Your assignment »
Restate word for word the lines beginning with the one that contains "iyoungworth: I reorganized" and ending at the bottom of the records below, both included.
/---
PR #3391, opened 2020-06-23
ENCD-5252-add-index-reads-audit

iyoungworth:


src/encoded/tests/test_audit_file.py
```diff
@@ -912,3 +912,123 @@ def test_audit_self_matching_md5sum(testapp, file7):
...
                for error in errors_list)
+
+
+def test_audit_incorrect_index(testapp, fastq_index, single_fastq_indexed, base_experiment):
+    res = testapp.get(fastq_index['@id'] + '@@index-data')
+    errors = res.json['audit']
+    errors_list = []
+    for error_type in errors:
+        errors_list.extend(errors[error_type])
+    assert 'inconsistent index file' not in (error['category']
```
hitz, line 929: this is the test of a correct audit, right?   Should be a comment or something because the test is still named "incorrect_index"

src/encoded/tests/test_audit_file.py
```diff
@@ -912,3 +912,123 @@ def test_audit_self_matching_md5sum(testapp, file7):
...
+        {
+            'dataset': base_experiment['@id']
+        }
+    )
+    res = testapp.get(fastq_index['@id'] + '@@index-data')
+    errors = res.json['audit']
+    errors_list = []
+    for error_type in errors:
+        errors_list.extend(errors[error_type])
+    assert any(error['category'] == 'inconsistent index file'
```
hitz: I feel like you are not testing the detail message to match up the error state to the error message.

hitz (changes requested):
I think you are missing a couple test cases and this code is very complicated; there are 7 error states and 2 "positive" controls (SE case and PE case).   I only count 6 error states and 1 non-error state.

Actually maybe the non-error state is just a pre-error state; it's hard to tell.  
Also - I think you should test the "detail" message for each fail case so that it will be clear which assertion is testing which case; it would be pretty easy to have made a mistake either in the audit code OR the test code and have a false passing test.   Plus, we don't expect many REAL cases so we'll never know...

src/encoded/tests/test_audit_file.py
iyoungworth: I reorganized and wrote more tests to make this clear- test_audit_correct_index gives 3 acceptable states (1 SE fastq, 2 PE fastq paired with each other, 1 PacBio fastq); test_audit_incorrect_index gives all 7 incorrect error states. Some of the error states could have been combined into fewer tests, but the each error is absolutely explicit as written (in the new version)

src/encoded/tests/test_audit_file.py
iyoungworth: Each error state now includes a check for a unique portion of the relevant error detail

src/encoded/tests/test_audit_file.py
iyoungworth: Also it was definitely worth going through more explicitly, the way I was finding 2 PacBio files wasn't quite correct before! But that should be fixed now, it's the only new change to the actual audit code

hitz (dismissed):

hitz (approved):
\---
Answer for this exercise »
iyoungworth: I reorganized and wrote more tests to make this clear- test_audit_correct_index gives 3 acceptable states (1 SE fastq, 2 PE fastq paired with each other, 1 PacBio fastq); test_audit_incorrect_index gives all 7 incorrect error states. Some of the error states could have been combined into fewer tests, but the each error is absolutely explicit as written (in the new version)

src/encoded/tests/test_audit_file.py
iyoungworth: Each error state now includes a check for a unique portion of the relevant error detail

src/encoded/tests/test_audit_file.py
iyoungworth: Also it was definitely worth going through more explicitly, the way I was finding 2 PacBio files wasn't quite correct before! But that should be fixed now, it's the only new change to the actual audit code

hitz (dismissed):

hitz (approved):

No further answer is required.